What's an example of a situation in which it makes sense to assume random slopes but a fixed intercept? I'm referring to multilevel modelling. Field (2013) writes: 

It’s worth noting that it would be unusual in reality to assume random
  slopes without also assuming random intercepts, because variability in
  the nature of the relationship (slopes) would normally create
  variability in the overall level of the outcome variable (intercepts).
  Therefore, if you assume that slopes are random you would normally
  also assume that intercepts are random.

Can anyone think of an example (preferably, but not necessarily, from an actual analysis) in which it was appropriate to assume random slopes but a fixed intercept? Why was it appropriate in that case?
Field, Andy. Discovering statistics using IBM SPSS statistics. Sage, 2013.
 A: If you have random slopes in your model, then your random intercept is a function of how your variables that enter the model with the random slopes are centered. See page 54 of the GLVM book ("search inside" for "cluster-specific regression lines")... which is arguably a better source of information regarding multilevel models than the undergraduate book you refer to.
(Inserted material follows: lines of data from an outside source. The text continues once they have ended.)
Issue #2371, opened 2026-08-05
Copy mode: allow held-key repeat for cursor-movement keys (keep suppressing confirm/exit repeat)


ogulcancelik:
### Discussed in https://github.com/herdrdev/herdr/discussions/1342

<div type='discussions-op-text'>

<sup>Originally posted by **markie1006** July 12, 2026</sup>
### Summary

In **copy mode**, held cursor-movement keys (arrows, `h/j/k/l`, `w/b/e`, …) do **not** auto-repeat — one keypress moves the cursor exactly one step, even while the key is held down. The same keys auto-repeat correctly in a normal terminal pane. Please allow held-key repeat for copy-mode **navigation** keys, while keeping repeat suppressed for the confirm/exit keys (as today).

### Environment

- herdr **0.7.3** (stable)
- Host: Linux (WSL2)
- Terminal: **Ghostty on macOS**, connected over SSH to the host running herdr
- Ghostty implements the Kitty enhanced keyboard protocol and emits explicit key-repeat events.

### Steps to reproduce

1. From Ghostty (macOS) → SSH → the host, attach to herdr.
2. In a normal pane, hold an arrow key or Backspace → it repeats continuously. ✅ (so repeat events *are* reaching herdr)
3. Enter copy mode (`prefix + [`).
4. Hold an arrow key (or `j`/`k`, `w`, etc.).

### Expected

While the key is held, the copy-mode cursor keeps moving (and, with a selection active, the selection keeps extending) — as in tmux / vim visual mode / iTerm2 copy mode.

### Actual

The cursor moves exactly one cell per physical press. Holding the key does nothing beyond the first step, so navigating more than a few cells requires many discrete presses.

### Analysis

This looks like an intended-but-over-broad safety measure. The 0.3.2 changelog says held-key repeat was restored in terminal panes *"without letting modal close/confirm key repeats leak into the shell."* That guard is important — but the hazard is specific to **action/confirm/exit keys**, not to navigation:

- Repeating a confirm/exit key (`Enter`/`y` = yank & leave, `q`/`Esc` = quit) is dangerous: the first event leaves copy mode and the remaining repeats **leak into the shell** as input. Suppressing repeat for these is correct.
- Repeating a pure **movement** key (arrows, `h/j/k/l`, `w/b/e`, `{`/`}`) only moves the cursor / extends the selection. It never exits the mode and never leaks. Repeat here is harmless and is the expected UX.

[...]

PR #2372, opened 2026-08-05
fix: repeat copy-mode navigation keys

ogulcancelik:
## Summary
- repeat all copy-mode cursor and scroll navigation when terminals report explicit repeat events, including arrows, Page Up/Down, Home/End, Vim-style motions, and `Ctrl-B/F/U/D`
- keep confirm, exit, prefix, selection, search-opening, and other modal actions single-shot
- preserve input-source ownership with a copy-navigation-specific consumed lease

## Reproduction
macOS Ghostty reports held keys as Kitty `Repeat` events; Windows can report repeated native presses. Before this change, those paths moved once in copy mode. The patched build repeats navigation continuously without allowing action-key repeats to escape the mode.

## Tests
- `just check`
- automated macOS Ghostty → SSH validation: held Up changed copy-mode scroll offset from 0 to 53
- regression coverage for Ghostty enhanced arrows, Windows native character repeats, Ctrl navigation, both input routers, and action-key suppression

Refs #2371

### DIFF
--- a/docs/next/CHANGELOG.md
+++ b/docs/next/CHANGELOG.md
@@ -14,6 +14,7 @@
 - Experimental pane graphics now support bounded named layers, acknowledged full-RGBA primary-layer direct file frames on audited local terminals, owned BGRA fallback, exact pixel mouse input, and placement-only resize replay.
 
 ### Fixed
+- Copy-mode cursor and scroll navigation keys now repeat when held in terminals that report explicit key-repeat events, while confirm, exit, prefix, and other actions remain single-shot.
 - Fish `Ctrl+Alt` keybindings now work in panes after legacy Alt-prefixed control bytes are decoded with both modifiers. (#2514)
 - `herdr config check` now reports unknown built-in theme names instead of silently accepting them. (#2452)
 - macOS `herdr --remote` clients now keep the accepted bridge socket blocking, preventing an immediate disconnect after the protocol handshake. (#2478, thanks @mathijshenquet)
--- a/src/app/input/copy_mode.rs
+++ b/src/app/input/copy_mode.rs
@@ -27,6 +27,17 @@ impl App {
 }
 
 impl AppState {
+    pub(crate) fn allows_copy_navigation_repeat(&self, key: &TerminalKey) -> bool {
+        self.mode == Mode::Copy
+            && self
+                .copy_mode
+                .as_ref()
+                .is_some_and(|copy_mode| copy_mode.search.prompt.is_none())
+            && !self.is_prefix_key(key)
+            && key.generated_text.is_none()
+            && is_repeatable_navigation_key(key)
+    }
+
     pub(crate) fn enter_copy_mode(&mut self, terminal_runtimes: &TerminalRuntimeRegistry) {
         let Some(ws_idx) = self.active else {
             return;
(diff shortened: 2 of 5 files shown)


ogulcancelik:
@coderabbitai review

joonhwan:
Though I'm interested in this fix , when i `cargo run` this branch, copy mode's keys(i.e : j,k,ctrl-u,ctrl-d ...) cannot be repeated(For Windows herdr test).

ogulcancelik:
@joonhwan  Thanks for catching this you were right. The original allowlist covered only non-character navigation. 7cce478e now includes `h/j/k/l`, word and paragraph motions, `Ctrl-B/F/U/D`, and the other safe copy-mode movements, with a Windows native-repeat regression test. Could you confirm, exit, prefix, selection, and search-opening actions remain single-shot?

joonhwan:
@ogulcancelik 

> @joonhwan Thanks for catching this you were right. The original allowlist covered only non-character navigation. [7cce478](https://github.com/herdrdev/herdr/commit/7cce478e4e0421b3cd4eec96434cbbd1e59765fd) now includes `h/j/k/l`, word and paragraph motions, `Ctrl-B/F/U/D`, and the other safe copy-mode movements, with a Windows native-repeat regression test. Could you confirm, exit, prefix, selection, and search-opening actions remain single-shot?

This feature now works in windows 11 / wt.exe !  The test results follow.

- repeat check 
  - "char movemetn" - `h/j/k/l` : ok 
  - "page up" - `Ctrl+Shift+b`(Ctrl-B)  : ok (`Ctrl+b` is prefix in my case)
  - "page down" - `Ctrl+Shift+f`(Ctrl-F) or `Ctrl+f`(Ctrl-f) repeat : ok  🫨
  - "half-page up/down"  - `Ctrl+d/u`  or ` Ctrl+Shift+d/u` repeat : ok 
- no repeat check  
  -  "search" - "/" or "?" : ok 
  -  "visual selection" - "v/space" : ok 
  -  "yank" - "y/enter" : ok.  [1]  
  -  "exit cursor mode" - "q/esc",   : ok.  [1]

[1] : no input from repeating keys after exiting cursor mode, which is qood 


BTW, since I've been using herdr, i've not have any chance to use "n/N" keys successfully(like.  `10 h`) . 😢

You may have some exceptional situations when the center or the zero of that variable has a very strong meaning for the model, e.g., when you have a growth that must start from zero (e.g., if a farm has no land, it cannot produce any crop). Otherwise, I would say that the model without the random intercept is weird at the very least, and most likely is not making sense.
A: The intercept variance and the intercept-slope covariance depend on the x variable origin, so that information should be generated from the data. If you fix the intercepts, then the relationships between the factors at x=0 might make sense for one factor, but not wrt its relationship with any other factors.